June 10, 2013 – MUSCLE SHOALS, Ala., USA, and ADDIS ABABA, Ethiopia – Africa needs to double food production between now and 2050 to ensure food security for a growing population. Fortunately, new technologies are available – tested, proven and already in use – that can substantially increase crop yields and food production. With government agencies, non-governmental organizations and the private sector working together, these technologies can be scaled out, benefiting millions of families across Africa and around the world.
This was the unanimous view of international experts gathered at the Africa Committee meeting of the IFDC board of directors, which met in Addis Ababa during June 1-3. The meeting provided a comprehensive review of IFDC’s Africa projects – progress, challenges, priorities for the future and opportunities to expand partnerships with other organizations involved in agricultural development in Africa. Specifically, it laid out plans for ongoing and new projects that will expand food production, fight hunger and poverty and create better livelihoods for small-scale farmers.
The meeting was opened by H.E. Erastus Mwencha, Deputy Chairperson of the African Union (AU) Commission; Prof. Tekalign Mamo, Advisor to the State Minister for Agriculture, government of Ethiopia; and H.E. Dr. Agnes Kalibata, Rwanda’s Minister for Agriculture and Animal Husbandry and Chair of the IFDC Africa Committee.
Mwencha was optimistic that outcomes from the meeting would directly impact small-scale farmers across Africa. “Agriculture must develop for national and regional economies to grow,” he said. “Discussions at this meeting will find a place in national policy, and facilitate people to work together to transform Africa from a food importer to an exporter.”
“Agricultural development is a national priority,” Prof. Mamo said. “This is where IFDC’s support, its technical expertise and worldwide experience will be vital. As an international organization with long experience in Africa, IFDC offers a great deal to national organizations. IFDC projects in Ethiopia have shown excellent results, and I have no doubt that their new initiatives will be equally successful.”
New technologies save resources
Technical presentations at the meeting described new technologies and innovative market-driven approaches that can increase yields, protect soil and water resources and strengthen agricultural value chains.
One such technology is fertilizer deep placement (FDP) – a simple, low-cost method being promoted by IFDC that allows farmers to use 30 to 40 percent less fertilizer while harvesting higher yields and protecting the environment. In Bangladesh, FDP is used on more than 1.3 million hectares, producing an extra 860,000 metric tons of rice every year. In Africa, it is being scaled out in 13 countries in collaboration with government agencies and international donors. Adoption has grown rapidly because FDP is easy to use, requires only limited investment and is highly profitable.

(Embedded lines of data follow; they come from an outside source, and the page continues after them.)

PR #850, opened 2022-03-21
fix: add an environment variable for disabling the selinux option from security context of SPOd deployment

ccojocar:

This adds an environment variable for disabling the the selinux option form security context of SPOd deployment. This is required for Linux distributions which doesn't enforce SELinux by default and do not provide the `spc_t` type label (e.g. Flatcar Linux). 

See other solutions proposed in:

https://github.com/kubernetes-sigs/security-profiles-operator/pull/828
https://github.com/kubernetes-sigs/security-profiles-operator/pull/826

```release-note
Add SPOD_SELINUX_DISABLE environment variable for disabling the the SELinux option from security context of SPOd deployment

```

### DIFF
--- a/deploy/overlays/flatcar/deployment.yaml
+++ b/deploy/overlays/flatcar/deployment.yaml
@@ -1,0 +1,13 @@
+apiVersion: apps/v1
+kind: Deployment
+metadata:
+  name: security-profiles-operator
+  namespace: security-profiles-operator
+spec:
+  template:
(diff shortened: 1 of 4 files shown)


saschagrunert (approved):
/ok-to-test

JAORMX:
we agreed on slack to change the approach to configure this via the SPOD object as opposed to using an env variable.

PR #882, opened 2022-04-01
Make `$(BUILD_DIR)/kustomize` target PHONY

saschagrunert:
#### What type of PR is this?

/kind cleanup

We now manually check if the binary is available because its execution seems to modify it, which means that it will attempt to load it again.

None
#### Does this PR have test?
None

None

```release-note
None
```


jhrozek (approved):
yay
/lgtm

PR #893, opened 2022-04-13
nodestatus: Only list nodestatuses from the same namespace as the profile

jhrozek:
#### What type of PR is this?
/kind bug

In case there were two profiles with identical names in two namespaces,
the operator would list them all, from both namespaces and then fail
with:

nodestatus.go:179 nodestatus "msg"="Not updating policy: not all statuses are ready"
    "namespace"="default"
    "nodeStatus"="sleep-sh-pod-ip-10-0-164-225.us-east-2.compute.internal"
    "has"=18 "wants"=6

note that has > wants.

This patch adjusts the list so that only nodestatuses from the same
namespace are listed.

None

#### Does this PR have test?
Yes

None

```release-note
NONE
```

### DIFF
--- a/internal/pkg/manager/nodestatus/nodestatus.go
+++ b/internal/pkg/manager/nodestatus/nodestatus.go
@@ -155,7 +155,7 @@ func (r *StatusReconciler) Reconcile(_ context.Context, req reconcile.Request) (
 		return reconcile.Result{}, errors.New("status doesn't match owner")
 	}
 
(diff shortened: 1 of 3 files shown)


jhrozek:
oops, looks like I broke something :-/
/hold

jhrozek:
/hold cancel
this should be ready for another round...

saschagrunert (approved):

PR #896, opened 2022-04-19
Fix missing key/value for profile not found log message

saschagrunert:
#### What type of PR is this?

/kind cleanup

The log message should not print `MISSING` which can be fixed by using an arbitrary name as key.

None
#### Does this PR have test?
None

None

```release-note
None
```


jhrozek (approved):
/lgtm

PR #898, opened 2022-04-19
Switch from ring to performance buffer

saschagrunert:
#### What type of PR is this?

/kind feature

To support older kernels we now use the performance buffer ebpf type rather than the ring buffer.

Fixes https://github.com/kubernetes-sigs/security-profiles-operator/issues/795
#### Does this PR have test?

None
None

```release-note
Using the ebpf performance buffer type rather than the ring buffer to support older Linux kernel versions.
```


saschagrunert:
Hm, now I'm getting the invalid argument error here :thinking:

JAORMX (approved):

JAORMX (changes requested):
uhm...

JAORMX:
> Hm, now I'm getting the invalid argument error here 🤔

in which logs is that?

saschagrunert:
> > Hm, now I'm getting the invalid argument error here thinking
> 
> in which logs is that?

In the e2e tests, I'm also not able to run the ebpf program locally.

saschagrunert:
I'm not sure this feels like a downgrade to me. The fact that older kernel versions do not support the ringbuffer is something we may auto-fix in the future if those systems switch to newer kernels.

PR #910, opened 2022-04-26
e2e: Various stabilization fixes for our test suite

jhrozek:
#### What type of PR is this?
/kind bug
/kind flake

Since selinuxd switched to using policycoreutils, it is a bit slower.
Let's increase the number of iterations we wait for a policy to be
removed in hopes of getting a more stable CI environment.

None

#### Does this PR have test?
N/A

N/A

```release-note
NONE
```

### DIFF
--- a/internal/pkg/daemon/enricher/container.go
+++ b/internal/pkg/daemon/enricher/container.go
@@ -121,7 +121,7 @@ func (e *Enricher) populateContainerPodCache(
 }
 
 func (e *Enricher) populateCacheEntryForContainer(
-	ctx context.Context, targetContainerID string, pod *v1.Pod, eg *errgroup.Group,
+	_ context.Context, targetContainerID string, pod *v1.Pod, eg *errgroup.Group,
 ) {
 	eg.Go(func() (errorToRetry error) {
 		// nolint:gocritic // This is what we expect and want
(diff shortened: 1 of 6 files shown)


saschagrunert (approved):

jhrozek:
Going to try one more patch, hold in the meantime, I'm going to unhold when the PR is ready for review
/hold

jhrozek:
Turning this into a PR with several assorted e2e fixes, going to unhold the PR when I'm done playing whack-a-mole.

JAORMX (approved):

jhrozek:
fedora seems to be succeeding. flatcar failed with on the seccomp-metrics test which is still a little flaky. e2e (kind) based with a transient error where a pod didn't start.

I'm going to just close and reopen the PR to force the CI I think the situation has improved quite a bit with the patches.

jhrozek:
OK, this is much better. @saschagrunert @JAORMX PTAL

Note that the metrics test is sometimes still a bit wonky, but that hits the kind-based e2e test mostly which can at least be re-run.
The reason is that the metrics service frontends the spod DS instances and for some reason (which I haven't figured out yet..) each pod in the DS reports a different metric value.

saschagrunert (approved):
Thank you! :pray:

PR #913, opened 2022-04-29
feat: add a syscall allow list in the SPOD configuration

### LINKED ISSUE #897: Enforce cluster-wide a security baseline for seccomp profile installation

In a cluster where different tenants can install seccomp profiles in different namespaces, it is paramount to enforce cluster-wide 
a security baseline for seccomp profile installation. This will prevent that the tenants will introduce system calls which are not allowed by the cluster operators in order to avoid container escapes and such. 

It should be possible to install only a subset of the baseline. For example, a seccomp profile should only be successfully installed when it contains a subset of the system calls available in the baseline profile (aka cluster default seccomp profile).

#### Why is this needed:

This will allow a cluster administrator to enforce which system calls are allowed to be enabled in the cluster via the operator.  This will prevent from introducing dangerous system calls which might lead to container escapes.

We want to prevent that someone extends the seccomp profile installed in a namespace beyond the cluster default profile(https://kubernetes.io/blog/2021/08/25/seccomp-default/#seccompdefault-to-the-rescue).

ccojocar:

Add a syscall allow list in the SPOD configuration. This is to allow an administrator to limit cluster-wide the syscalls which are allowed to be defined in the seccomp profiles. 

Fixes #897

#### Does this PR have test?

Yes 

Yes

```release-note

Add a syscall allow list in the SPOD configuration
```


saschagrunert:
@ccojocar may I ask you to give this one a rebase?

ccojocar:
@saschagrunert All tests passed after rebasing, please could you have a look? Thanks

test/tc_allowed_syscalls_test.go
```diff
@@ -0,0 +1,251 @@
+/*
+Copyright 2021 The Kubernetes Authors.
```
saschagrunert, line 2:
```suggestion
Copyright 2022 The Kubernetes Authors.
```

saschagrunert (commented):
Hm, the code changes look good from what I can see. 

Can we add docs to the installation and usage guide to describe the feature? I'm curious how it behaves if we change the allowed syscalls for already deployed profiles (we cannot remove them when they're in usage).

ccojocar:
Thanks for review @saschagrunert! I added some documentation which explains how to use the allow syscalls list. 

 >  I'm curious how it behaves if we change the allowed syscalls for already deployed profiles (we cannot remove them when they're in usage).

There is an e2e test for this, namely `testCaseAllowedSyscallsInUse` which essentially removes some syscall from the spod config at runtime while one of the non compliant profile is in use. This will result in the operator removing the profile as soon as the pod referencing the profile terminates.

saschagrunert (approved):
LGTM

PR #916, opened 2022-05-03
metrics: Add SELinux related audit metrics to the enricher

### LINKED ISSUE #609: SELinux recording metrics are missing
#### What happened:
The SELinux recording feature, especially in the enricher in missing metrics.

We should mirror the seccomp code path and have metrics

record a selinux profile

N/A

#### Environment:
N/A

jhrozek:
#### What type of PR is this?
/kind feature

On dispatching an AVC line from the enricher via GRPC, also issue a
metric with the details of the AVC, similarly to what we do in the
seccomp case.

Fixes #609

#### Does this PR have test?
No, I'm not sure if our way of getting metrics through the service
is stable enough for tests.

N/A

```release-note
The security_profiles_operator_selinux_profile_audit_total metric was actually
enabled and uses the appropriate labels scraped from the audit.log file.
```


internal/pkg/daemon/metrics/grpc.go
```diff
@@ -97,22 +97,31 @@ func (m *Metrics) AuditInc(
 
 		switch r.GetType() {
 		case api.AuditRequest_SECCOMP:
+			if r.GetSeccompReq() == nil {
+				return fmt.Errorf("missing seccomp request details")
```
saschagrunert, line 101:
```suggestion
				return errors.New("missing seccomp request details")
```

internal/pkg/daemon/enricher/enricher.go
```diff
@@ -421,6 +421,27 @@ func (e *Enricher) dispatchSelinuxLine(
 		"tclass", auditLine.tclass,
 	)
 
+	metricsType := apimetrics.AuditRequest_SELINUX
+	if err := e.impl.SendMetric(
+		metricsClient,
+		&apimetrics.AuditRequest{
+			Type:       metricsType,
```
saschagrunert, line 428:
```suggestion
			Type:       apimetrics.AuditRequest_SELINUX,
```

internal/pkg/daemon/metrics/grpc.go
```diff
@@ -97,22 +97,31 @@ func (m *Metrics) AuditInc(
...
 				r.GetNamespace(),
 				r.GetPod(),
 				r.GetContainer(),
 				r.GetExecutable(),
-				r.GetSyscall(),
+				r.GetSeccompReq().GetSyscall(),
 			)
 		case api.AuditRequest_SELINUX:
+			if r.GetSelinuxReq() == nil {
+				return fmt.Errorf("missing selinux request details")
```
saschagrunert, line 113:
```suggestion
				return errors.New("missing selinux request details")
```

api/grpc/metrics/api.proto
```diff
@@ -29,13 +29,23 @@ message AuditRequest {
...
+    message SeccompAuditReq {
+        string syscall = 1;
+    }
+    message SelinuxAuditReq {
+        string perm = 1;
+        string scontext = 2;
+        string tcontext = 3;
+        string tclass = 4;
+    }
     Type type = 1;
```
saschagrunert, line 41: In theory we could remove the type in favor of checking those against `nil`:
```
SeccompAuditReq seccompReq = 7;
SelinuxAuditReq selinuxReq = 8;
```

internal/pkg/daemon/metrics/grpc.go
jhrozek: thanks

api/grpc/metrics/api.proto
jhrozek: yes, good idea

jhrozek:
Thank you for the review @saschagrunert

internal/pkg/daemon/metrics/metrics.go
```diff
@@ -153,7 +157,10 @@ func New() *Metrics {
 				metricsLabelPod,
 				metricsLabelContainer,
 				metricsLabelExecutable,
-				metricsLabelSyscall,
+				metricsLabelPerms,
+				metricsLabelScontext,
+				metricsLabelTcontext,
+				metricsLabelTclass,
```
JAORMX, line 163: wouldn't doing this dramatically increase the cardinality of this metric? I really think we shouldn't do this...

JAORMX (changes requested):
I'm concerned about this dramatically increasing the cardinality of the SELinux metrics...

From [an article on the topic](https://www.robustperception.io/cardinality-is-key)

> As a general rule of thumb I'd avoid having any metric whose cardinality on a /metrics could potentially go over 10 due to growth in label values. The way I think of it is that if it has already grown to be 10 today, it might be 15 in a year's time. It can be additionally okay to have no more than a literal handful within a given Prometheus that go to 100. These are only rules of thumb, if you know for example that the number of replicas of your service will always be tiny then you can exceed these a bit, conversely if you're expecting thousands of replicas I'd carefully consider every time series on the /metrics.

What are you trying to get with these metrics? Maybe there can be another solution instead of adding these new labels.

internal/pkg/daemon/metrics/metrics.go
jhrozek: What real-world implication does increasing the cardinality have?

jhrozek:
> I'm concerned about this dramatically increasing the cardinality of the SELinux metrics...
> 
> From [an article on the topic](https://www.robustperception.io/cardinality-is-key)
> 
> > As a general rule of thumb I'd avoid having any metric whose cardinality on a /metrics could potentially go over 10 due to growth in label values. The way I think of it is that if it has already grown to be 10 today, it might be 15 in a year's time. It can be additionally okay to have no more than a literal handful within a given Prometheus that go to 100. These are only rules of thumb, if you know for example that the number of replicas of your service will always be tiny then you can exceed these a bit, conversely if you're expecting thousands of replicas I'd carefully consider every time series on the /metrics.
> 
> What are you trying to get with these metrics? Maybe there can be another solution instead of adding these new labels.

Have a way of observing what is being recorded. There's two reasons:
 - for the recording itself
 - I'm still thinking about "watching" workloads with a policy when introducing the policy into production and I was thinking about using the log enricher so that you could see what AVCs does the workload trigger and can adjust either the workload or the policy. 

If the number of labels is a concern, I guess we could remove /some/ but at least the source and target contexts should stay so that you could see what is touching what and go to see the full log enricher logs.

jhrozek:
btw the problem with "watching log enricher logs" is that each spod instance has their own. The metrics allow you to watch all of them from a central place.

internal/pkg/daemon/metrics/metrics.go
JAORMX: The main issue (real-world implication) is that increasing cardinality of metrics will lead to overloading Prometheus. Thus, by not adding only what's minimally needed for us to debug problems at scale we make the SPO a noisy neighbour in terms of metrics

saschagrunert (approved):
/hold for @JAORMX

jhrozek:
OK, I removed the perm and the class. This still retains scontext and tcontext which should give an idea of who is touching what and brings the amount of labels to just one more than the already existing seccomp metric

JAORMX:
> OK, I removed the perm and the class. This still retains scontext and tcontext which should give an idea of who is touching what and brings the amount of labels to just one more than the already existing seccomp metric

I think this is a good compromise. Thanks!

JAORMX (approved):

jhrozek:
ugh another CI failure, let me reopen the PR..

saschagrunert (approved):

PR #923, opened 2022-05-06
fix: remove the control-plane taint to allow calico controller to be scheduled

ccojocar:

```release-note

```


saschagrunert (approved):
Awesome, thank you!

JAORMX (approved):

ccojocar:
It seems that two e2e tests failed after removing the taint. This reason is that they were never executed before because the list of nodes provided to the tests was always empty due to the taint. They should should run now and complete successfully.

jhrozek (approved):
Thank you very much for fixing the tests so quickly!
/lgtm

PR #944, opened 2022-05-23
deploy: Annotate the NS to allow running privileged

jhrozek:
#### What type of PR is this?
/kind bug

On some distributions, like OCP 4.11, where PSA is enabled and the
restricted PSA is the default, pods must either run with a very limited
privileges or the namespace must be annotated to allow privileged pods.

Because SPO can't run with such limited privileges (for example selinuxd
or the non-root-enabler must run as root), we need to take the second
option and annotate the namespace.

None

#### Does this PR have test?
N/A

Should I also amend the docs?

```release-note
The security-profiles-operator namespace is now labeled with the following labels:
    pod-security.kubernetes.io/enforce: privileged
    pod-security.kubernetes.io/audit: privileged
    pod-security.kubernetes.io/warn: privileged
To account for clusters that are enabling PSA and defaulting to the restricted one.

When using another namespace or creating the namespace with other means,
please ensure that the namespace has the above labels.
```

### DIFF
--- a/deploy/base/ns.yaml
+++ b/deploy/base/ns.yaml
@@ -3,3 +3,7 @@ apiVersion: v1
 kind: Namespace
 metadata:
   name: security-profiles-operator 
+  labels:
+    pod-security.kubernetes.io/enforce: privileged
+    pod-security.kubernetes.io/audit: privileged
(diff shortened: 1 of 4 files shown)


JAORMX (approved):
/lgtm

PR #988, opened 2022-06-08
examples: Use a nonprivileged nginx pod as well

jhrozek:
#### What type of PR is this?
/kind cleanup
/kind failing-test

We use the example in the e2e tests, but the image we used was a
privileged one, which doesn't work by default on OCP.

N/A

#### Does this PR have test?
N/A

I wasn't sure if this is the proper fix, becuase the policy used in
the example was created for the privileged container in the first
place. Alternatives:
 - use a custom workload in the test and just don't test the example
 - Decode() the YAML and overwrite the image on OCP only

```release-note
NONE
```

### DIFF
--- a/examples/pod.yaml
+++ b/examples/pod.yaml
@@ -17,4 +17,4 @@ spec:
       # seccompProfile:
         # type: Localhost
         # localhostProfile: operator/security-profiles-operator/nginx-1.19.1.json
-    image: nginx:1.19.1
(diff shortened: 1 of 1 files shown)


JAORMX (approved):

jhrozek:
Closing per github discussion. Will either decode the pod and set the SA or something else so that we keep a test with the privileged container.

It is also reduces fertilizer contamination of groundwater and the atmosphere (harmful greenhouse gases).
Agriculture is the central element of economic growth and poverty reduction in Africa. It is also the main tool for the attainment of food security and alleviation of hunger on the continent. These two attributes are the basis for the United Nations’ Millennium Development Goal 1 (MDG1).
The leadership of the AU has repeatedly reiterated its commitment to a food-secure Africa, especially during the tenure of President Bingu Wa Mutharika of Malawi as Chairman of the African Union. The launch of the African Food Basket initiative and African Food and Nutrition Security Day are two examples of this focus.
The Division of Agriculture and Food Security of the AU’s Department of Rural Economy and Agriculture (DREA) is best positioned to address most of these challenges, especially through the Comprehensive Africa Agriculture Development Programme (CAADP) and other projects and programs.
IFDC is a public international organization that has worked in Africa for almost 40 years. IFDC implements a range of agricultural development projects that have helped increase crop yields, improve soil fertility, build market linkages and train and support farmers as well as agro-entrepreneurs.
In Ethiopia, IFDC works closely with DREA, the Ethiopian Ministry of Agriculture, the Agricultural Transformation Agency and with donors such as the U.S. Agency for International Development and the Directorate-General for International Cooperation of the Netherlands’ Ministry of Foreign Affairs.
IFDC combines cutting-edge research with development programs at the grassroots level. It has implemented development projects in over 100 countries; capacity development initiatives have benefited 150 countries.